With new generative AI content that’s changing the face of the internet, it seems like the amount of content creation online is going to ramp up exponentially. At TrustLab, do you approach gen-AI content the same way you’ve approached user-generated content in the past?

Gen-AI content represents a sea change for the trust and safety industry from two sides. Obviously, there's bad actors' ability to use these technologies to create harmful content more cheaply and at a larger volume than ever before–a problem that could potentially degrade the user experience online.

But this same technology gives us the ability to identify harmful content more efficiently and with greater confidence without relying on humans to the same degree we do now.

The question here is whether or not generative AI is good or bad for the quality of the web overall. I strongly believe that it’s a net good. Already, there’s a lot of work being done in models–OpenAI, for instance, is a great example of this. Some of these models allow you to identify harmful content in specific predetermined categories.

This means that, through techniques like prompt engineering, you can tune these models and create custom classifiers. This is very exciting and provides a lot of upside. So far, the implementation we’ve seen in companies right off the bat is that 10-30% of content that was formerly labeled manually can now be automated with similar precision and recall.

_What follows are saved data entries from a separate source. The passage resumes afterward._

PR #112, opened 2020-03-31
Documentation for unit testing

AakashGfude:
@choldgraf @chrisjsewell, have added a few lines on unit testing. What do you think about this? Should I make it more/less verbose? Should I also write about using `mock_document`, `MockEnv`?

### DIFF
--- a/docs/develop/contributing.md
+++ b/docs/develop/contributing.md
@@ -76,3 +76,36 @@ Merging pull requests: There are three ways of 'merging' pull requests on GitHub
 [rtd-link]: https://myst-parser.readthedocs.io/en/latest/?badge=latest
 [black-badge]: https://img.shields.io/badge/code%20style-black-000000.svg
 [black-link]: https://github.com/ambv/black
+
+## Unit Testing
+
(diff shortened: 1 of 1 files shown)


chrisjsewell:
Should I also write about using `mock_document`, `MockEnv`?

FYI in #107 I have removed these, and the tests now run as actual sandboxed sphinx builds. You might be interested to check it out.
This doesn't change what you have already written though, which looks fine 👍

choldgraf:
nice! agreed that this is an improvement. @chrisjsewell if you think we're moving away from `MockFoo`, then I think we can leave it out of the docs. As an aside, I think it's a simpler approach *not* so use these MockEnvs...it feels a little bit brittle since we aren't testing in the *actual* environment that Sphinx has when it runs.

chrisjsewell:
Well there’s a hierarchy of testing; where possible there should be low-level isolated tests per function, then other full scale integration tests. 
But yeh, for this package the MockEnv was getting to complex, so has been removed.

choldgraf:
@chrisjsewell I agree - I just meant that when you're close to Mocking the entirety of a sphinx build, it makes sense to just use the whole sphinx build 😆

So the reason you’re an optimist about generative AI is because you feel that it’s helping more than it’s hurting?

Yes. This is still very much a cat-and-mouse game, but this technology gives us much better tools. Historically, trust and safety have primarily been subject to human review. Companies like Google and Meta are outliers here, but for the most part, the industry has handled most trust and safety issues manually. It’s an exciting but challenging time, and ultimately, this new technology really helps the entire industry.